I could cancel my appointment altogether, but then the gynecologist will sulk and make me wait three days to see him next time I have an excruciating bout of cystitis (which, if Nicholas stays on present bedroom form, may not be too far away).
So instead I race to the girls’ school at breakneck speed—“Mummy, did you see that lady’s face at the traffic lights? She looked really funny, can we nearly hit someone again?”—deposit Metheny at Liz’s, and arrive back home with two minutes to spare before I have to leave again.
I usually like to make a little extra effort on the hygiene front when I’m going to the gynecologist (it’s like brushing your teeth before having them cleaned, or Hoovering under the bed before the cleaner comes) but clearly this time I’m not going to have time for more than a lick and a promise. I rush upstairs, throw off my kaftan—such a sartorial lifesaver, I can’t imagine why these ever went out of fashion—wet the washcloth sitting next to the sink, and give myself a quick wash down below to make sure all is at least presentable. Flinging the washcloth into the laundry basket, I throw the kaftan back on, hop back into the car, and race to my appointment.

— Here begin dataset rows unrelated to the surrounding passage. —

PR #1290, opened 2024-07-18
Save resource prices in a new database model and calculate during ETL/nightly task

mbertrand:
Part of https://github.com/mitodl/hq/issues/4759 and https://github.com/mitodl/hq/issues/4830 and 

- Adds a `prices` field to `LearningResource` (formerly a property)
- Calculates the value during course/programs ETL (`load_next_start_dates_and_prices`), and a nightly celery task.  New migration calculates the value for courses/programs that can be expected to have non-zero prices.

### How can this be tested?
- If you don't already have courses/programs with prices yet, **on the main branch** ingest some by running the following (after setting required .env variables `XPRO_*` and `MITX_ONLINE_*` based on RC values):
  ```
  ```
- Go to http://open.odl.local:8062/search/?certification_type=professional&certification_type=completion, you should get results with prices for certificates.  Take a screenshot.
- Switch to this branch.  Restart containers.  The migration should complete successfully.
- Run `./manage.py update_index --all`
- Refresh the same search url as above.  You should get the same prices back per course as before.  
- Run the same two management commands again.  They should complete successfully, and the prices in the search results should again be the same.
- Run `./manage.py backpopulate_podcast_data` too just to make sure the new code works successfully for resosurces without runs or prices.


learning_resources/migrations/0045_learningresource_next_start_date.py
```diff
@@ -14,7 +14,7 @@ def assign_next_start_date(apps, schema_editor):
     for resource in LearningResource.objects.filter(
         resource_type__in=["course", "program"]
     ).iterator():
-        load_next_start_date(resource)
+        load_next_start_date_and_prices(resource)
```
abeglova, line 17: This will break if this migration is run and there is data because the prices column is not added until 0057. I think it's better to just delete the `assign_next_start_date` part of the migration

abeglova (changes requested):
Works great. One requested change

learning_resources/migrations/0045_learningresource_next_start_date.py
mbertrand: Good catch, I didn't even notice that this migration had been affected.

mbertrand: I removed that function from the migration

abeglova (approved):
👍

PR #1293, opened 2024-07-19
Fix bug with background image obscuring search controls

jonkafton:

Fixes https://github.com/mitodl/hq/issues/4808

~~Gives the offending image container a z-index of -1 so it lives behind the search utils.~~

The previous PR https://github.com/mitodl/mit-open/pull/1286 was [reverted](https://github.com/mitodl/mit-open/pull/1291) as it introduced a worse bug than it fixed by making the search input inoperable.

This change now uses css to display the image as a background image and moves this and the gradient to the containing div.

### How can this be tested?

The bug was present at screen widths where the background image looks like this:

image

- Navigate to e.g. /search/?certification_type=none

- Confirm that the page renders as previously at all screen widths.

- Confirm the "Clear all" is clickable.

- Confirm the search input is focusable.


ChristopherChudzicki (approved):
👍  Clear facets works, search input works, background image seems better 👍

PR #1295, opened 2024-07-19
Add subscription confirmation dialog on unit pages

jonkafton:

Closes https://github.com/mitodl/hq/issues/4908

Adds a confirmation dialog to the "Follow" button on unit pages, according to [the designs](https://www.figma.com/design/Eux3guSenAFVvNHGi1Y9Wm/MIT-Design-System?m=dev&node-id=9320-130109).

Note that the designs show a dialog with fixed width buttons at equal widths with the container fixed to exactly contain them. I have discussed with @steven-hatch - this is not a specific design, so dialogs remain fixed (now at 600px width), using existing buttons (that shrink to contents, with min width 100px) that are positioned right.

image

### How can this be tested?

- Whilst logged in
  - Navigate to any unit page, e.g. `/c/unit/ocw/`
  - Click "Follow"
     - Dialog should display, matching designs (with caveat above)
     - Dialog is cancellable
       - By clicking the close X
       - By clicking the cancel button
       - By clicking anywhere on the background mask
     - On clicking "Got it!"
       - You are subscribed
       - Button remains "Following" on refresh 

### Additional Context

This uses our existing `ol-component` `BasicDialog`, now renamed to `Dialog`, and updates its styles to reflect the designs. All dialogs are therefore affected.

The existing dialogs should function ok (and look a little better), e.g. the Add to List dialogs (click any resource card bookmark icon while logged in):

image


ChristopherChudzicki (approved):
Looks good!

Left one request (aria label) but I don't think it needs a re-review, so approving 👍

jonkafton:
Holding off on merging - UX discussions ongoing.

jonkafton:
Updated to remove the "follow" confirmation dialog. The original ticket has been repurposed to apply the design updates to modals generally.

PR #1298, opened 2024-07-22
set search page size to 20

ChristopherChudzicki:
- Closes https://github.com/mitodl/hq/issues/4954

Sets search page size to 20 items per page

My screen isn't tall enough to show 20:

Screenshot 2024-07-22 at 11 27 49 AM

### How can this be tested?
1. Visit http://localhost:8062/search and http://localhost:8062/c/unit/ocw You should get 20 results per page.
    - you could count by eye and or with `document.querySelectorAll('.MuiTabPanel-root a')` in dev console.
    - also check the network tab API url ... it should have `?limit=20`
 2. Check pages 2, 3, 4, etc. The API calls should be as expected (e.g., `?offset=20&limit=20`, `?offset=40&limit=20`, etc.)


mbertrand (approved):
👍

And this headless-chicken chaos is just an ordinary morning, I reflect as I spend the next twenty minutes sitting behind a horse box and grinding my teeth in frustration.

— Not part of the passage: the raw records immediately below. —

PR #1299, opened 2024-07-22
Enable User List sorting for non Learning Path editors

jonkafton:

Fixes https://github.com/mitodl/hq/issues/4936

Gives the ItemsListingComponent `canEdit` and `showSort` props to move the conditions to determine whether a user can edit or reorder items listings to the calling components for variation depending on use and applies as follows:

|Page|Permission|canEdit|showSort|
|----|---|---|---|
|User List Details|Not Authenticated|N/A|N/A|
|User List Details|Authenticated|✓|✓|
|User List Details|Learning path editor|✓|✓|
|Learning Path Details|Not Authenticated|✗|✗|
|Learning Path Details|Authenticated|✗|✗|
|Learning Path Details|Learning path editor|✓|✓|

The change is that a user who is not a Learning Path editor can now reorder.

### How can this be tested?

Navigate to the following:
- a Dashboard "My Lists" User List Details page (e.g. "Favorites")
- a User List Details page at e.g. `/userlists/2`
- a Learning Path Details page at e.g. `/learningpaths/1`

Confirm the abilities to edit and reorder are applied according to the table above.

### DIFF
--- a/frontends/mit-open/src/pages/DashboardPage/UserListDetailsTab.tsx
+++ b/frontends/mit-open/src/pages/DashboardPage/UserListDetailsTab.tsx
@@ -4,6 +4,7 @@ import {
   useUserListsDetail,
 } from "api/hooks/learningResources"
 import { ListType } from "api/constants"
+import { useUserMe } from "api/hooks/user"
 import { manageListDialogs } from "@/page-components/ManageListDialogs/ManageListDialogs"
 import ItemsListingComponent from "@/page-components/ItemsListing/ItemsListingComponent"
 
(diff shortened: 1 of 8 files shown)


frontends/mit-open/src/pages/DashboardPage/UserListDetailsTab.tsx
```diff
@@ -28,6 +31,8 @@ const UserListDetailsTab: React.FC<UserListDetailsTabProps> = (props) => {
       items={items}
       isLoading={itemsQuery.isLoading}
       isFetching={itemsQuery.isFetching}
+      showSort={!!user?.is_authenticated}
```
jonkafton, line 34: Redundant as this page won't be routable for users who are not signed in, so just for good measure and to show intent.

ChristopherChudzicki: BTW: Userlists have a privacy setting `"privacy_level": "private" | "unlisted", where "unlisted" is meant to be. "shareable, but doesn't show up in our search index".

So it's possible this isn't completely redundant. Though I would expect we'd have a separate page for sharing a userlist (not the dashboard), and this feature is more theoretical at the moment than real.

ChristopherChudzicki (approved):
👍

PR #1303, opened 2024-07-23
Address performance of learning resource APIs

rhysyngsun:

Part of https://github.com/mitodl/hq/issues/4830

This PR formalizes how we prefetch learning resources by adding custom `QuerySet` implementations with a standard `for_serialization` method. Going forward this will be where all prefetches that are necessary to query for and serialize model objects efficiently. We should not be performing database queries in serializers going forward (aside from validation, `create()`, and `update()`).

A lot of code got moved out of serializers and into `@cached_property` on django models since this is far more robust and aligns to django's practices of how to write models.

An added benefit that I saw from this was by applying the `for_serialization` to the indexing operations I saw it go from 2k queries down to ~70. `ContentFile` indexing similarly reduced from 100-200 to a few dozen. It's not really possible to assert query counts on these because there's some variation in query counts I couldn't figure out and it's out of scope anyway.

### How can this be tested?

- The APIs should return the same data as on `main` but be much faster.
- The search indexing should similarly serialize the data the same but will probably run much faster as well.


learning_resources/serializers_test.py
```diff
@@ -266,20 +267,6 @@ def test_learning_resource_serializer(  # noqa: PLR0913
...
-    """Only published runs should be in the serializer"""
-    resource = LearningResourceFactory.create(is_course=True)
-    assert resource.runs.count() == 2
-    assert len(LearningResourceSerializer(resource).data["runs"]) == 2
-    unpublished_run = resource.runs.last()
-    unpublished_run.published = False
-    unpublished_run.save()
-    updated_data = LearningResourceSerializer(resource).data
-    assert len(updated_data["runs"]) == 1
-    assert updated_data["runs"][0]["id"] != unpublished_run.id
```
shanbady, line 279: Wondering why this test was removed since it seems like when I re-add this test it does return an unpublished run.

shanbady (changes requested):
Functionally things appear to work with these changes on my end. I left a question about a removed test.

learning_resources/serializers_test.py
rhysyngsun: Because I removed the code [here](https://github.com/mitodl/mit-open/pull/1303/files#diff-638dcb3aea0f7898675d7c87d8c639d4c572fa2a797f346a62c772db215119d7L525) that was doing the filtering as the filtering is now more appropriately being done in the [query prefetching](https://github.com/mitodl/mit-open/pull/1303/files#diff-3e244d0725c2dbf2dfd444546f36377feb3dcb0bfee9838f50a971237def1e72R289)

abeglova (approved):
All the apis I tested work as expected. Locally, reindexing took 593.61749 seconds vs
804.47014 seconds on main. One minor comment

shanbady (approved):
👍

channels/models.py
```diff
@@ -154,7 +150,10 @@ class ChannelDepartmentDetail(TimestampedModel):
         related_name="department_detail",
     )
     department = models.ForeignKey(
-        LearningResourceDepartment, null=True, on_delete=models.SET_NULL
+        LearningResourceDepartment,
+        null=True,
+        on_delete=models.SET_NULL,
+        related_name="department_details",
```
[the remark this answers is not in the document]
rhysyngsun: Makes sense

rhysyngsun:
@abeglova addressed your feedback

mbertrand (changes requested):
Overall looks great!  I did notice one issue though with the http://api.open.odl.local:8063/api/v1/schools/ api: all the channel urls are null.  Consequently none of the links on the [Departments page ](http://open.odl.local:8062/departments/) work

Ditto for the http://api.open.odl.local:8063/api/v1/departments/ endpoint

rhysyngsun:
> Overall looks great! I did notice one issue though with the http://api.open.odl.local:8063/api/v1/schools/ api: all the channel urls are null. Consequently none of the links on the [Departments page ](http://open.odl.local:8062/departments/) work
> 
> Ditto for the http://api.open.odl.local:8063/api/v1/departments/ endpoint

Good catch, I had a typo here: https://github.com/mitodl/mit-open/pull/1303/commits/2eadab130961403289e46bbd759e0dde62bd32e8#diff-3e244d0725c2dbf2dfd444546f36377feb3dcb0bfee9838f50a971237def1e72L228

I also added some prefetching to the departments and schools APIs while I was in there, continuing the pattern of `for_serialization()` methods there and also updating existing usages of `annotate_channel_url()` to instead use `for_serialization()` to future proof things.

mbertrand (approved):
👍

PR #1304, opened 2024-07-23
Database index on FeedEventDetail.event_datetime

mbertrand:
- https://github.com/mitodl/hq/issues/4883

- Adds a database index on `news_events.models.FeedEventDetail.event_datetime` 

### How can this be tested?
- Not strictly necessary but setting `DEBUG=False` in your .env file will likely speed up response times.
- Also set `SILKY_PYTHON_PROFILER=True` in your backend env file.
- If you don't have any news/events in the database yet, you can run `./manage.py backpopulate_news_events`.  You can also generate fake ones in a shell to get the numbers up (the command will likely import only a dozen or two):
  ```
  from news_events.factories import *
  source = FeedSourceFactory.create(is_event_type=True)
  FeedItemFactory.create_batch(100, source=source, is_event=True)
  ```
- In postman or equivalent, send multiple requests to http://api.open.odl.local:8063/api/v0/news_events/?feed_type=events
- Go to http://api.open.odl.local:8063/silk/ and check that the # of queries and response time seem acceptable.
- The home page should still show events ordered by event date (soonest first).

Screenshot 2024-07-23 at 8 52 41 AM


ChristopherChudzicki (approved):
👍 This sees like a good index to have when we have more news events.

I'm not sure this API is slow at the moment, though. I left a comment on the issue thread https://github.com/mitodl/hq/issues/4883#issuecomment-2245579114

PR #1305, opened 2024-07-23
No prices for archived runs or resources w/out certificates

mbertrand:
Closes https://github.com/mitodl/hq/issues/4931

Adjusts  the function`learning_resources.etl.load_runs` so that archived runs have no prices.

### How can this be tested?
- Set `EDX_API_` env values to the same as on RC
- Run `./manage.py backpopulate_mit_edx_data` (use the --api_datafile option if you already have a local json file of the mit_edx data).
- Check that the following query returns just an empty list:
  ```python
  LearningResourceRun.objects.filter(
    availability="Archived", 
    published=True, 
    learning_resource__etl_source="mit_edx"
  ).values_list("prices", flat=True).distinct()

  Out[3]: <TimestampedModelQuerySet [[]]>
  ```

### Additional Context
I thought about adding a migration to set prices = [] for published runs with "Archived" availability, but for now I decided it would be a bit redundant since the ETL scripts run every day.

### DIFF
--- a/learning_resources/etl/loaders.py
+++ b/learning_resources/etl/loaders.py
@@ -9,6 +9,7 @@ from django.contrib.auth import get_user_model
 from django.db import transaction
 
 from learning_resources.constants import (
+    AvailabilityType,
     LearningResourceFormat,
     LearningResourceRelationTypes,
     LearningResourceType,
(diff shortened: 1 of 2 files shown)


abeglova (approved):
👍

I realize that Nicholas, like most husbands whose wives don’t actually go out to work, secretly believes that I lie around all day eating chocolate digestives and trying on shoes. And he is right, to a certain extent, since this is exactly what I would do—once I have taken the girls to school, swept the kitchen floor, stacked the dishwasher, hunted down dirty socks (my last sweep behind the Aga, under Don Juan’s cage, and, revoltingly, in the biscuit tin, yielded four), put the washing machine on, dropped off Nicholas’s dry cleaning, played with Metheny on the swings at the village green, put a casserole in the Aga, mopped up the mess from the leaky dishwasher, called a plumber, done all the washing-up by hand, pegged out the laundry, put Metheny to bed for her nap, brought in the laundry when it started to rain, arranged a service for the Mercedes, scribbled down a sudden idea for a new sort of soufflé, pegged the laundry back out again when it stopped raining, answered the phone four times to salesmen trying to sell me double glazing, collected the girls from school, glued cotton wool on a cardboard snowman, written five sentences using adverbs ending in ly, fed the girls, bathed them, dressed them, read them a story, put them to bed, discussed arrangements for his parents’ golden wedding anniversary party for forty minutes with his mother on the phone, checked under Evie’s bed for monsters with a flashlight, read them a story again, ironed Nicholas a shirt for the morning, cooked our dinner, washed up, tidied up, bathed myself, and gone to bed. Just line those shoes up for me to try on, I’m sure there’ll be time tomorrow.